Optimality of meta-converse for channel simulation

TL;DR

This paper investigates the optimality of the meta-converse approach in channel simulation, demonstrating how non-signaling strategies can be approximated by shared randomness or entanglement, with proven success probability guarantees.

Contribution

It establishes that non-signaling-assisted strategies can be rounded to simpler shared resources with optimal success guarantees for classical and quantum channels.

Findings

The ratio of success probabilities is at least (1 - e^{-1}) for classical and classical-quantum channels.

This ratio is proven to be optimal in the classical case.

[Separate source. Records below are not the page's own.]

Issue #1599, opened 2025-03-31
Single nightly pipeline for model runs


nvukobratTT:
### Summary
At the moment, we run models across different nightly pipelines:
- Passing models (On nightly)
- Benchmarks (On nightly)
- Failing models (On nightly xfail)

The main goal of this task is to unify them and make them flexible in terms of running specific parts of the pipeline. 

### Details
More precisely, we need a single nightly pipeline that will run all models' workloads (the one outlined above). Besides, we need the flexibility of running specific parts of the pipeline per need and on specific branches. E.g. running only benchmarking on the custom branch (not only main). 

Next to model nightlies, we have a few nightlies focused on model analysis, sweep testing, etc. It'll be good if those can be invoked once the models' nightly pipelines finish with execution. However, if we manually run only the nightly pipeline, the rest shouldn't be triggered as well. For example, model nighlty is scheduled and run at 12 AM, it finishes at 2 AM and triggers Sweeps nighlty, etc. 

Additional cases to consider:
1. Ability to run single and group of tests only.
    - Useful for cases when we hit regression and want to patch it. 
    - Especially when nightly grows to 6h runs. When we hit that closer to that, it'll be mandatory to be more granular when regressions occur while testing. 
1. Ability to skip build job (mostly useful for manual runs; check to skip the build if desired)
    - Useful in cases when we're doing test skips or moving into success/fail groups
    - Also, useful when there are only interpreter level changes
    - Additionally, it is great for performance testing when we're only updating model configurations, without any compiler changes

nvukobratTT:
cc @pilkicTT @dgolubovicTT @vkovinicTT

nvukobratTT:
@nsumrakTT I added additional cases to consider based on our discussion. Let me know if you have additional ideas that can further enhance our nightlies :)))

nsumrakTT:
Looks good, but I have to say this issue will be implemented in multiple steps because when designing new workflow, I can't test or run it until it hits main branch.
So, first we should have redesigned nightly, and after that, when it is in main, we can tune your needs for individual test runs and similar features.

nvukobratTT:
Sounds great! 💪

nvukobratTT:
If easier, feel free to open sub issues to easily track where we are :))

vbrkicTT:
In nightly sweeps tests there is one specific regarding test selection/filtering via parameters specified via env variables.

[...]

PR #1704, opened 2025-04-05
Nightly build refurbishment

nsumrakTT:
### Ticket
https://github.com/tenstorrent/tt-forge-fe/issues/1599

### Problem description
Running multiple nightly pipelines, scheduled to run at different schedules

### What's changed
Single nightly pipeline that run all models' workloads with flexibility of running specific parts of the pipeline per need and on specific branches.

### Checklist
Successful refurbished nightly build.
Successful PR, push builds.
tt-forge release run should pickup "fail-notify" job as success indicator.
After merged in main, subsequent PR will test-fix-tune running partial parts of nightly tests.

New On Nightly: https://github.com/tenstorrent/tt-forge-fe/actions/runs/14292203331


.github/workflows/build.yml
```diff
@@ -7,6 +7,16 @@ on:
         description: 'Git SHA of commit in tenstorrent/tt-mlir or branch name'
         required: false
         type: string
+      build:
+        description: 'Build type (Release or Debug)'
+        required: false
+        default: 'All'
+        type: choice
+        options:
+          - All
```
nvukobratTT, line 16: Can we add descriptions next to each option?

.github/workflows/build.yml
```diff
@@ -116,6 +136,8 @@ jobs:
 
 
   unit-test-build:
+    if: ${{ inputs.build == 'All' || inputs.build == 'Debug' }}
```
nvukobratTT, line 139: Unit tests should all pass for release build

.github/workflows/on-nightly.yml
```diff
@@ -6,36 +6,95 @@ on:
...
     needs:
       - docker-build
       - build
-    uses: ./.github/workflows/test.yml
+    uses: ./.github/workflows/test-sub.yml
     secrets: inherit
     with:
       test_mark: 'nightly and not xfail'
       test_group_cnt: 4
       test_group_ids: '[1,2,3,4]'
```
nvukobratTT, line 31: Should we use all resources? Potentially doing split into more groups?

nvukobratTT (approved):
Few minor comments, not blocker to merge and continue with further enhancements and testing

.github/workflows/build.yml
nsumrakTT: This is an option in build to build all, release only, debug only or none.
It is useful for feature to manually run tests without building anything or, building just release version.
Also, nightly is designed to run from beginning to end even if build fails (it will try to find last successful build with installation) and in the end its resolution is in "fail-notify" job where it decides is nightly successful or failed (and send slack notification).

.github/workflows/build.yml
nsumrakTT: Done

The ratio can be improved to (1 - 1/t) with additional communication.

Abstract

We study the effect of shared non-signaling correlations for the problem of simulating a channel using noiseless communication in the one-shot setting. For classical channels, we show how to round any non-signaling-assisted simulation strategy--which corresponds to the natural linear programming meta-converse for channel simulation--to a strategy that only uses shared randomness. For quantum channels, we round any non-signaling-assisted simulation strategy to a strategy that only uses shared entanglement. Our main result is for classical and classical-quantum channels, for which we employ ideas from approximation algorithms to give a guarantee on the ratio of success probabilities of at least $(1-\mathrm{e}^{-1})$. We further show this ratio to be optimal for the purely classical case. It can be improved to $(1-t^{-1})$ using $O(\ln \ln(t))$ additional bits of communication.